A recent news item mentioned that the Indian Institute of Technology (IIT), Madras, had developed an artificial intelligence (AI) methodology to convert brain signals of the speech-impaired into language, the process having the potentiality of interpreting nature’s signals, like photosynthesis among the plants, or their response to external stimuli. Are we then on the cusp of developing an algorithm to communicate with plants and trees?
That took me to my days of innocent childhood. Taking a cue from Lord Rama beseeching plants and trees to tell him Sita’s whereabouts after her abduction — poochat chale lata taru panti, as depicted by Tulsidas in Ramcharitmanas, I, too, would try to talk to the plants that grew in my garden, with no response from them.
Later, I learnt that Jagdish Chandra Bose had demonstrated, in 1901, before the Royal Society in London, by experiments carried out through the crescograph designed by him, that plants had a life cycle and a reproductive system, and that they ‘felt’ the surroundings and reacted to the external stimuli by generating electrical signals. He later wrote: ‘All around us, the plants are communicating. We just don’t notice it.’
Bose was brilliant. Earlier, he had been denied the credit for the invention of wireless transmission, though he had demonstrated publicly the same in 1895 in Kolkata’s Town Hall by sending electromagnetic waves over a distance of 75 ft through a solid wall, to ring an electric bell and detonate gunpowder. That honour of invention of wireless communication came to be given to Marconi, as Bose had failed to patent his work. Bose then turned to the world of plants.

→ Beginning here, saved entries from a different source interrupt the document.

Issue #1989, opened 2020-07-30
No quest till manual search


kudlav:
I see no quest till manual search for quests. Maybe I have to wait a bit longer, but quests are appearing very fast after start of manual search.

**How to Reproduce**
- Open app and wait for GSP position.
- You can wait for quests - but they are not loaded

**Versions affected**
- App from Google Play - v21.2
- Android 10
- Samsung Galaxy A40

westnordost:
So, do you get a GPS position? Does the loading indicator start indicating that quests are being loaded?

kudlav:
I get a GPS position, map is centered and fixed to the position. What do
you mean by loading indicator? There is no indicator of auto-downloading
process.

--
Vladan Kudláč

Dne čt 30. 7. 2020 18:17 uživatel Tobias Zwick <notifications@github.com>
napsal:

westnordost:
Well, there should be. Do you have auto-sync on or off?

matkoniecz:
> What do you mean by loading indicator?

Quest icon at the bottom and bar scrolling around.

kudlav:
I have auto-sync disabled, I don't want to automatically upload answered quests.
Downloading quests is also connected with the sync? I so, it is very unclear. This field is just called Auto sync  without description.

westnordost:
Yes, sync goes both ways, otherwise it would be called auto-upload

kudlav:
So what includes sync? It would be useful to add description into settings.

westnordost:
Upload and download

kudlav:
Should I open new issue for feature request: Add description for sync
settings?

Dne čt 30. 7. 2020 19:04 uživatel Tobias Zwick <notifications@github.com>
napsal:

westnordost:
No, because auto-sync is on by default and it is explained when you turn it off.

matkoniecz:
It seems that English version is also not warning about manual download.

PR #2070, opened 2020-09-04
better describe implications of disabling auto-sync, fixes #2009 [ready for second review]

### LINKED ISSUE #2009: Warning in disabling auto-sync is not warning that also quest download is now manual
Triggered by #1989 by @kudlav

"To upload your changes manually..." is not mentioning that also download is manually.

Probably it is better to add new text - to reduce workload for translators and to allow mentioning where "scan quests" is available.

**How to Reproduce**
Go to settings, switch to autosync (if disabled), switch to disabled autosync.

**Versions affected**
v22.1 on Android 10

matkoniecz:
Also, night mode display of this menu was fixed as a bonus (top icon is no longer black during night but is recolored to text color).

Thanks to @kudlav by reporting problem in #1989 and to @westnordost for hints.

Screenshot_2020-09-04-09-23-47-272_de westnordost streetcomplete debug

### DIFF
--- a/app/src/main/java/de/westnordost/streetcomplete/settings/SettingsFragment.kt
+++ b/app/src/main/java/de/westnordost/streetcomplete/settings/SettingsFragment.kt
@@ -119,9 +119,7 @@ class SettingsFragment : PreferenceFragmentCompat(),
                     val filled = context!!.getString(R.string.action_download)
                     val edited = context!!.getString(R.string.dialog_tutorial_download)
                     val uploadExplanation = view.findViewById<MaterialTextView>(R.id.tutorialDownloadPanel)
-                    //uploadExplanation.setText(R.string.dialog_tutorial_download)
-                    //uploadExplanation.setText(edited)
-                    uploadExplanation.setText(edited.replace("%s", filled))
+                    uploadExplanation.text = edited.replace("%s", filled)
                     context?.let {
                         AlertDialog.Builder(it)
                             .setView(view)
--- a/app/src/main/java/de/westnordost/streetcomplete/settings/SettingsFragment.kt
+++ b/app/src/main/java/de/westnordost/streetcomplete/settings/SettingsFragment.kt
@@ -114,7 +114,7 @@ class SettingsFragment : PreferenceFragmentCompat(),
             Prefs.AUTOSYNC -> {
                 if (Prefs.Autosync.valueOf(prefs.getString(Prefs.AUTOSYNC, "ON")!!) != Prefs.Autosync.ON) {
                     val view = LayoutInflater.from(activity).inflate(R.layout.dialog_tutorial_upload, null)
-                    val filled = context!!.getString(R.string.action_download)
+                    val filled = requireContext().getString(R.string.action_download)
                     val uploadExplanation = view.findViewById<TextView>(R.id.tutorialDownloadPanel)
                     uploadExplanation.text = context!!.getString(R.string.dialog_tutorial_download, filled)
                     context?.let {
--- a/app/src/main/java/de/westnordost/streetcomplete/settings/SettingsFragment.kt
+++ b/app/src/main/java/de/westnordost/streetcomplete/settings/SettingsFragment.kt
@@ -117,9 +117,8 @@ class SettingsFragment : PreferenceFragmentCompat(),
                 if (Prefs.Autosync.valueOf(prefs.getString(Prefs.AUTOSYNC, "ON")!!) != Prefs.Autosync.ON) {
                     val view = LayoutInflater.from(activity).inflate(R.layout.dialog_tutorial_upload, null)
                     val filled = context!!.getString(R.string.action_download)
-                    val edited = context!!.getString(R.string.dialog_tutorial_download)
                     val uploadExplanation = view.findViewById<MaterialTextView>(R.id.tutorialDownloadPanel)
-                    uploadExplanation.text = edited.replace("%s", filled)
+                    uploadExplanation.text = context!!.getString(R.string.dialog_tutorial_download, filled)
                     context?.let {
                         AlertDialog.Builder(it)
                             .setView(view)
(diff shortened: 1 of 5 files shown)


app/src/main/java/de/westnordost/streetcomplete/settings/SettingsFragment.kt
```diff
@@ -111,9 +115,13 @@ class SettingsFragment : PreferenceFragmentCompat(),
             }
             Prefs.AUTOSYNC -> {
                 if (Prefs.Autosync.valueOf(prefs.getString(Prefs.AUTOSYNC, "ON")!!) != Prefs.Autosync.ON) {
+                    val view = LayoutInflater.from(activity).inflate(R.layout.dialog_tutorial_upload, null)
+                    val filled = context!!.getString(R.string.action_download)
+                    val uploadExplanation = view.findViewById<MaterialTextView>(R.id.tutorialDownloadPanel)
+                    uploadExplanation.text = context!!.getString(R.string.dialog_tutorial_download, filled)
```
westnordost, line 121: better use requireContext()

app/src/main/java/de/westnordost/streetcomplete/settings/SettingsFragment.kt
```diff
@@ -111,9 +115,13 @@ class SettingsFragment : PreferenceFragmentCompat(),
             }
             Prefs.AUTOSYNC -> {
                 if (Prefs.Autosync.valueOf(prefs.getString(Prefs.AUTOSYNC, "ON")!!) != Prefs.Autosync.ON) {
+                    val view = LayoutInflater.from(activity).inflate(R.layout.dialog_tutorial_upload, null)
+                    val filled = context!!.getString(R.string.action_download)
+                    val uploadExplanation = view.findViewById<MaterialTextView>(R.id.tutorialDownloadPanel)
```
westnordost, line 120: MaterialTextView? It think it is a normal text view

app/src/main/res/layout/dialog_tutorial_upload.xml
```diff
@@ -1,14 +1,28 @@
...
         android:drawablePadding="8dp"
+        app:drawableTint="@color/text"
         android:text="@string/dialog_tutorial_upload"
         android:textAppearance="@android:style/TextAppearance.Theme.Dialog"/>
-
-</RelativeLayout>
+    <View
+        android:layout_width="match_parent"
+        android:layout_height="3dp"
+        />
```
westnordost, line 19: Not sure how it looks, to nicely separate the two, you could also use a horizontal line (background color of view to `@color/divider`, layout height to 1dp + padding top and bottom)

app/src/main/res/drawable/ic_search_48dp.xml
```diff
@@ -0,0 +1,9 @@
+<vector xmlns:android="http://schemas.android.com/apk/res/android"
+        android:width="48dp"
+        android:height="48dp"
+        android:viewportWidth="24.0"
+        android:viewportHeight="24.0">
+    <path
+        android:fillColor="#000"
```
westnordost, line 7: You should create a copy of this with `fillColor='#fff'` for night mode

app/src/main/res/values/strings.xml
```diff
@@ -891,5 +891,6 @@ Otherwise, you can download another keyboard in the app store. Popular keyboards
     <string name="at_housenumber">house number %s:</string>
     <string name="quest_summit_register_title">Is there a summit register at %s?</string>
     <string name="quest_is_defibrillator_inside_title">Is this defibrillator (AED) inside a building?</string>
+    <string name="dialog_tutorial_download">Quest download is also affected by auto-sync option. Use \"%s\" button in the menu to trigger download of quests.</string>
```
westnordost, line 894:
```suggestion
    <string name="dialog_tutorial_download">With auto-sync off, quests are not downloaded automatically. To do this manually, use the \"%s\" button in the menu at the location you want to download.</string>
```

westnordost (changes requested):
x

app/src/main/res/layout/dialog_tutorial_upload.xml
matkoniecz: I deliberately decided to not use line, as for me it is not about two strongly separate things, so strong separation was deliberately not used.

app/src/main/res/drawable/ic_search_48dp.xml
matkoniecz: Oh right, unlike upload icon that was special (black also during night) here separate night icon would be better.

app/src/main/java/de/westnordost/streetcomplete/settings/SettingsFragment.kt
matkoniecz: Weird, I added it to avoid crash. Removed.

westnordost (approved):

matkoniecz:
@westnordost It seems to be reverted in merging of new quest downloader. Is it intentional? Is the new quest downloader now ignoring autosync setting?

westnordost:
Yes, it is. The downloader ignores the autosync setting and the autosync setting has been renamed to only do stuff for uploading. I figured this makes more sense as there is little reason to download "by hand" anymore plus downloading of the map tiles happens anyway always

timothywashere:
Personally I find that quite annoying.
I have PAYG mobile data and when I turn my mobile data on whilst using StreetComplete, it's usually to download the background map tiles so I can solve quests I have already downloaded. I don't want it to automatically download new quests as I am paying 1p per MB.  I would rather control it manually.
But I'm sure I'm a small minority, probably of 1 :)

kudlav:
Hi, you are not alone. In the Czech Republic we have really expensive mobile data and low FUP limits. So it's no longer possible to use SC on 32kbps connection after the FUP has been reached.

The solution is simple: just download the area in advance using WiFi and then use the app completely offline.

westnordost:
Back when I had a non-flatrate, I always had mobile data off except when I explicitly needed to use it.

Plants don’t have a brain but they have a ‘mind’. They exhibit ‘tropic’ and ‘nastic’ responses to stimuli. The former refers to movement in response to a directional stimulus like light (bending towards the source of light), and gravity (roots go with the gravity and stems against it). ‘Nastic’ response relates to non-directional or multiple stimuli such as touch or vibration. It is fast but not long-lasting. Leaves of Mimosa pudica (touch-me-not or chhui-mui) are sensitive to touch. Bose wrote that plants grew quickly when exposed to gentle music.
Plants have been shown to live a community life. Since they are static, they develop community bonding through their roots. Roots of one tree bond with those of the neighbours and supplement the supply of nutrients to one another. Noted botanist Stefano Mancuso declared in 2005 that plant roots had communication receptors much like human neurons.
A friend, while reacting to the IIT-Madras research work, described how a creeper in her Gurugram house, stubborn to grow in barren land, finally yielded to her prayer, perseverance and love, and sprouted shoots. It looks like the rustling of leaves — psithurism — may ultimately give way to a real tête-à-tête with plants and trees in not-too-distant a future!